Problem details → Pick out the lines below with "uncoment" and list them.

Data supplied →

*** Block opens ***

PR #29, opened 2016-04-26
add unit handling and connection checking

jrising:
This is the component-to-component part of the unit checking system.  You add new units like this:

```waterdemand = Parameter(index=[regions, time], units="1000 m^3")```

and when you call `connectparameter` with two components, it checks that the units match, allowing a special `any` unit that matches anything, but otherwise requiring that the units are the same or both missing.  I have all my calls like this through lines like:

```allocation[:waterdemand] = waterdemand[:totaldemand]```

This does not (1) handle any unit checking anywhere except for through `connectparameter` (and not the version of `connectparameter` that takes an already-added parameter as an argument, (2) have any logic for the `UnitedObject` that I mentioned before, nor (3) apply the unit logic to equations.

### DIFF
--- a/src/Mimi.jl
+++ b/src/Mimi.jl
@@ -275,13 +275,16 @@ function addparameter(m::Model, name::Symbol, value)
     end
 end
 
-function connectparameter(m::Model, target_component::Symbol, target_name::Symbol, source_component::Symbol, source_name::Symbol)
+function connectparameter(m::Model, target_component::Symbol, target_name::Symbol, source_component::Symbol, source_name::Symbol; ignoreunits::Bool=false)
     c_target = m.components[target_component]
     c_source = m.components[source_component]
 
     # Check the units, if provided
-    @assert unitcheck(getmetainfo(m, target_component).parameters[target_name].unit,
-                      getmetainfo(m, source_component).variables[source_name].unit) "Units of $source_component.$source_name do not match $target_component.$target_name."
+    if !ignoreunits &&
+        !unitcheck(getmetainfo(m, target_component).parameters[target_name].unit,
+                   getmetainfo(m, source_component).variables[source_name].unit)
+        throw(ErrorException("Units of $source_component.$source_name do not match $target_component.$target_name."))
+    end
 
     setfield!(c_target.Parameters, target_name, getfield(c_source.Variables, source_name))
     push!(m.parameters_that_are_set, string(target_component) * string(target_name))
@@ -291,9 +294,9 @@ end
 """
 Default string, string unit check function
 """
-function unitcheck(one::Union{UTF8String, ASCIIString}, two::Union{UTF8String, ASCIIString})
-    # True if both "", either are "any", or they match
-    return one == "any" || two == "any" || one == two
+function unitcheck(one::AbstractString, two::AbstractString)
+    # True if and only if they match
+    return one == two
 end
 
 """
@@ -440,9 +443,9 @@ macro defcomp(name, ex)
 
             kws = collectkw(line.args[2].args)
 
-            # Get description and units, if provided
-            description = get(kws, :description, "") # Proposal: change to 'nothing'
-            units = get(kws, :units, "") # Proposal: change to 'nothing'
+            # Get description and unit, if provided
+            description = get(kws, :description, "")
+            unit = get(kws, :unit, "")
 
             if haskey(kws, :index)
                 parameterIndex = kws[:index].args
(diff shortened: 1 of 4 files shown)

### CODE REVIEW

**Comment by jrising** [comment]
What do you make of the error that this is getting on Linux?
```
$ if [[ -a .git/shallow ]]; then git fetch --unshallow; fi
fatal: git fetch-pack: expected shallow list
```

**Comment by davidanthoff** [comment]
Given that both appveyor and travis have an error in the git clone step, maybe github was down for a short time and they couldn't fetch? Certainly looks like some sort of timeout problem that is not related to your code at all.

I'll look at the PR once I'm done with my lecture!

File: src/Mimi.jl [hunk 1]
```diff
@@ -271,12 +278,25 @@ end
 function connectparameter(m::Model, target_component::Symbol, target_name::Symbol, source_component::Symbol, source_name::Symbol)
     c_target = m.components[target_component]
     c_source = m.components[source_component]
+
+    # Check the units, if provided
+    @assert unitcheck(getmetainfo(m, target_component).parameters[target_name].unit,
+                      getmetainfo(m, source_component).variables[source_name].unit) "Units of $source_component.$source_name do not match $target_component.$target_name."
```
davidanthoff: I think we should not use ``@assert`` here, there is some discussion that those statements might turn into no-ops for higher optimization levels in julia (JuliaLang/julia#10614). Probably safest to just use an ``if`` and then ``throw`` construction here. I would just throw an ``ErrorException`` if things don't match.

src/Mimi.jl
```diff
@@ -271,12 +278,25 @@ end
...
+
     setfield!(c_target.Parameters, target_name, getfield(c_source.Variables, source_name))
     push!(m.parameters_that_are_set, string(target_component) * string(target_name))
     nothing
 end
 
 """
+Default string, string unit check function
+"""
+function unitcheck(one::Union{UTF8String, ASCIIString}, two::Union{UTF8String, ASCIIString})
```
davidanthoff: You can just declare the types of the parameters as ``AbstractString``, no need for a ``Union`` here, I believe

src/Mimi.jl
```diff
@@ -271,12 +278,25 @@ end
...
+    # True if both "", either are "any", or they match
+    return one == "any" || two == "any" || one == two
```
davidanthoff: Could an empty string just mean "any"? I understand why we need something like "any", but I think I would prefer less of a special string...

src/Mimi.jl
```diff
@@ -379,6 +399,20 @@ function getvpd(s)
...
+function collectkw(args::Vector{Any})
+    kws = Dict{Symbol, Any}()
+    for arg in args
+        if isa(arg, Expr) && arg.head == :kw
+            kws[arg.args[1]] = arg.args[2]
+        end
+    end
+
+    kws
+end
```
davidanthoff: Nice, should have done this long ago!

src/Mimi.jl
```diff
@@ -404,17 +438,23 @@ macro defcomp(name, ex)
...
             end
 
-            if any(l->isa(l,Expr) && l.head==:kw && l.args[1]==:index,line.args[2].args)
-                parameterIndex = first(filter(l->isa(l,Expr) && l.head==:kw && l.args[1]==:index,line.args[2].args)).args[2].args
+            kws = collectkw(line.args[2].args)
+
+            # Get description and units, if provided
+            description = get(kws, :description, "") # Proposal: change to 'nothing'
+            units = get(kws, :units, "") # Proposal: change to 'nothing'
+
```
davidanthoff: I actually like empty strings as defaults, so I would leave it like that.

src/metainfo.jl
```diff
@@ -5,15 +5,15 @@ type MetaVariable
     datatype::DataType
     dimensions::Array{Any}
     description::UTF8String
-    unit::UTF8String
+    unit::Any
 end
```
davidanthoff: Given that this only works with strings right now, maybe we can leave this as type string for now? We could make it an ``AbstractString``, or better even just leave it for now?

src/metainfo.jl
```diff
@@ -5,15 +5,15 @@ type MetaVariable
...
 
 type MetaParameter
     name::Symbol
     datatype::DataType
     dimensions::Array{Any}
     description::UTF8String
-    unit::UTF8String
+    unit::Any
```
davidanthoff: Same here.

test/test_units.jl
```diff
@@ -0,0 +1,29 @@
...
+end
+
+m = Model()
+setindex(m, :time, 1)
+foo = addcomponent(m, FooUnits)
+bar = addcomponent(m, BarUnits)
+baz = addcomponent(m, BazUnits)
+
+@test_throws AssertionError bar[:input] = foo[:output]
+baz[:input] = foo[:output]
```
davidanthoff: Maybe also add tests for the "any" cases? Might change of course a bit, if we replace "any" with "" or something else.

davidanthoff:
Alright, I've added some smallish comments. Very nice, thanks a lot!

jrising:
Like the commit message says, I tried to address all of these pieces in light of our conversation.  In particular:
* connectparameter can take an ignoreunits=true optional argument to ignore the units.
* Otherwise, any unit (including "") that does not match will be an error.
* The term 'units' has been changed to 'unit'.

Plus the other things you asked for:
* direct throwing rather than asserting.
* Using AbstractString rather than a Union (I forgot that existed!)
* Switching the type for unit back to UTF8String... for now.

davidanthoff:
Perfect, thanks a lot!

PR #30, opened 2016-04-27
Add clock type and use in run method

davidanthoff:
This is in preparation for a more general API overhaul. For now this should all be considered internal.

Eventually I want to pass a ``Clock`` object to the ``timestep`` function, and then components should use ``gettimestep`` to extract the current t at the top of their ``timestep`` function. Major benefit of such a design would be that we could later add bells and whistles to the ``Clock`` object without breaking the call signature for ``timestep``, i.e. we could add features without breaking old components.

@jrising could you briefly make sure this doesn't break any of your use cases? Right now this should be entirely non-breaking.

### DIFF
--- a/src/Mimi.jl
+++ b/src/Mimi.jl
@@ -1,6 +1,7 @@
 module Mimi
 
 include("metainfo.jl")
+include("clock.jl")
 using DataStructures
 using DataFrames
 using Distributions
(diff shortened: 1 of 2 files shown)


jrising:
This is fine with my code.  Thanks!

PR #55, opened 2019-03-29
Store per-build cache lookup fingerprints to improve strong fingerprint cache miss analysis

anniefu:
Previously, FingerprintStoreAnalyzer/CacheMissV2 only stored and compared fingerprints that were computed at execution time. Storing fingerprints is relatively expensive as paths are left expanded and pip fingerprints can be large.

This can cause confusing analysis for non-deterministic pips that might change their observed inputs from build-to-build and have different path sets build-to-build. That results in pips computing a different strong fingerprint at cache lookup time when a path set from the cache is used vs. at execution time when the pip is re-run and its path set is re-observed.

BuildXL Changes

- New "FingerprintStore.CacheLookup" store that writes directly into "Logs/Fingerprints/FingerprintStore.CacheLookup"
- -- This is a per-build store that starts empty/non-existent at the beginning of the build and only gets used on strong fingerprint misses
- -- On strong fingerprint misses only, one fingerprint computed at cache lookup time is stored in FingerprintStore.CacheLookup for that pip, the strong fingerprint computed using the path set that matches the path set for that pip from the previous build is preferred
- Moves the copied store "Logs/BuildXL/FingerprintStore" to "Logs/Fingerprints/FingerprintStore", the build-over-build persisted version remains in "EngineCache/FingerprintStore"
- Add "/storeFingerprints:ExecutionFingerprintsOnly" flag to revert back to previous state where only fingerprints computed at execution time were stored

FingerprintStoreAnalyzer Changes

- If a "FingerprintStore.CacheLookup" store exists, whenever a strong fingerprint miss is analyzed, the analyzer will compare the entry from the new build's "CacheLookup" store to the old build's "Execution" store. Assuming pip's are being cached correctly, this is very similar to what actually happens at cache lookup time.
- If "FingerprintStore.CacheLookup" does not exist || weak fingerprint miss || entry missing from "CacheLookup", the analyzer falls back on the execution-time "FingerprintStore"

### DIFF
--- a/Public/Src/Engine/Scheduler/Tracing/RuntimeCacheMissAnalyzer.cs
+++ b/Public/Src/Engine/Scheduler/Tracing/RuntimeCacheMissAnalyzer.cs
@@ -53,7 +53,7 @@ namespace BuildXL.Scheduler.Tracing
 
                 if (option.Mode == CacheMissMode.Local)
                 {
-                    possibleStore = FingerprintStore.CreateSnapshot(logTarget.FingerprintStore, loggingContext);
+                    possibleStore = FingerprintStore.CreateSnapshot(logTarget.ExecutionFingerprintStore, loggingContext);
                 }
                 else
                 {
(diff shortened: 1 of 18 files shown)


Public/Src/Engine/Scheduler/Tracing/RuntimeCacheMissAnalyzer.cs
```diff
@@ -122,6 +122,12 @@ public sealed class RuntimeCacheMissAnalyzer : IDisposable
         /// </summary>
         private ConcurrentDictionary<PipId, PipCacheMissInfo> m_pipCacheMissesDict;
 
+        /// <summary>
+        /// A previous build's <see cref="FingerprintStore"/> that can be used for cache miss comparison.
+        /// This may also be a snapshot of the current build's main <see cref="FingerprintStore"/> at the beginning of the build.
+        /// </summary>
+        public FingerprintStore PreviousFingerprintStore => m_fingerprintStoreToCompare;
```
semihokur: >m_fingerprintStoreToCompare [](start = 60, length = 27)

could you rename that as well to m_previousFingerprintStore

PR #56, opened 2019-03-29
Update CommandLineEscaping to escape semicolons on non-Windows platforms

almiliMSFT:
Some tools receive arguments in the form of semicolon-separated values.  For example, `csc`'s `/define:` switch:
```
csc.exe /define:DEBUG;TRACE
```
When running on a non-Windows platform, such values must be escaped because the semicolon ends the current command, i.e.,
```bash
dotnet csc.dll /define:"DEBUG;TRACE"
```
This PR:
  - [x] updates the `CommandLineEscaping` class to handle this case, and
  - [x] updates the csc runner (`csc.dsc`) to temporarily manually add quotes around the value for the `/define:` switch

### DIFF
--- a/Public/Sdk/Public/Managed/Tools/Csc/csc.dsc
+++ b/Public/Sdk/Public/Managed/Tools/Csc/csc.dsc
@@ -76,7 +76,10 @@ export function compile(inputArgs: Arguments) : Result {
 
         Cmd.option("/langversion:", args.languageVersion),
 
-        Cmd.option("/define:",       args.defines ? args.defines.join(";")    : undefined),
+        // TODO: uncoment the following line and delete the line after it once a new LKG is published
+        // Cmd.option("/define:",       args.defines ? args.defines.join(";") : undefined), 
+        ...addIf((args.defines || []).length > 0, Cmd.rawArgument(`/define:"${args.defines.join(';')}"`)),
+
         Cmd.option("/nowarn:",       args.noWarnings ? args.noWarnings.map(n => n.toString()).join(",") : undefined),
         Cmd.flag("/warnaserror",     args.treatWarningsAsErrors),
         Cmd.option("/warnaserror-:", (args.treatWarningsAsErrors && args.warningsNotAsErrors) ? args.warningsNotAsErrors.join(",") : undefined),
--- a/Public/Src/Utilities/Utilities/CommandLineEscaping.cs
+++ b/Public/Src/Utilities/Utilities/CommandLineEscaping.cs
@@ -235,13 +235,26 @@ namespace BuildXL.Utilities
 
         private static bool ContainsDelimiter(string s)
         {
-            foreach (char c in s)
+            if (OperatingSystemHelper.IsUnixOS)
             {
-                if (c <= ' ')
+                foreach (char c in s)
                 {
-                    if (c == ' ' || c == '\t')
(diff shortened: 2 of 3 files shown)


Public/Src/Utilities/Utilities/CommandLineEscaping.cs
```diff
@@ -235,16 +235,29 @@ private static int Repeat(StringBuilder builder, string s, int count)
 
         private static bool ContainsDelimiter(string s)
         {
-            foreach (char c in s)
+            if (OperatingSystemHelper.IsUnixOS)
             {
-                if (c <= ' ')
```
almiliMSFT: It's hard for me to believe that this optimization has any noticeable effect, but since it was already there, I didn't want to get rid of it when running on Windows (hence the copy-pasted `foreach` loops)

Public/Src/Utilities/Utilities/CommandLineEscaping.cs
```diff
@@ -235,16 +235,29 @@ private static int Repeat(StringBuilder builder, string s, int count)
...
                     {
                         return true;
                     }
                 }
             }
+            else
+            {
+                foreach (char c in s)
+                {
+                    if (c <= ' ')
```
almiliMSFT: It's hard for me to believe that this optimization has any noticeable effect, but since it was already there, I didn't want to get rid of it when running on Windows (hence the copy-pasted `foreach` loops)

Public/Sdk/Public/Managed/Tools/Csc/csc.dsc
```diff
@@ -76,7 +76,10 @@ export function compile(inputArgs: Arguments) : Result {
 
         Cmd.option("/langversion:", args.languageVersion),
 
-        Cmd.option("/define:",       args.defines ? args.defines.join(";")    : undefined),
+        // TODO: uncoment the following line and delete the line after it once a new LKG is published
+        // Cmd.option("/define:",       args.defines ? args.defines.join(";") : undefined), 
+        ...addIf((args.defines || []).length > 0, Cmd.rawArgument(`/define:"${args.defines.join(';')}"`)),
```
dannyvv: >d.rawArgume [](start = 52, length = 11)

I think the fix would be better to have a new enum for argument escaping that matches Unix'es Process launch encodings....  and have that algorithm be the default on the mac.

Okay for now but just sharing if we hit more of these in the future.

Public/Src/Utilities/Utilities/CommandLineEscaping.cs
```diff
@@ -235,16 +235,29 @@ private static int Repeat(StringBuilder builder, string s, int count)
 
         private static bool ContainsDelimiter(string s)
         {
-            foreach (char c in s)
+            if (OperatingSystemHelper.IsUnixOS)
```
dannyvv: >atingSystemHelper.IsUnixOS) [](start = 20, length = 27)

Okay for one, but if we hit more of these we should add a UnixOsCommandLine encoding scheme. This is in `\Public\Src\Pips\Dll\Operations\PipDataFragmentEscaping.cs`

Public/Sdk/Public/Managed/Tools/Csc/csc.dsc
almiliMSFT: Indeed.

*** Block closes ***

Reply →
+        // TODO: uncoment the following line and delete the line after it once a new LKG is published
+        // TODO: uncoment the following line and delete the line after it once a new LKG is published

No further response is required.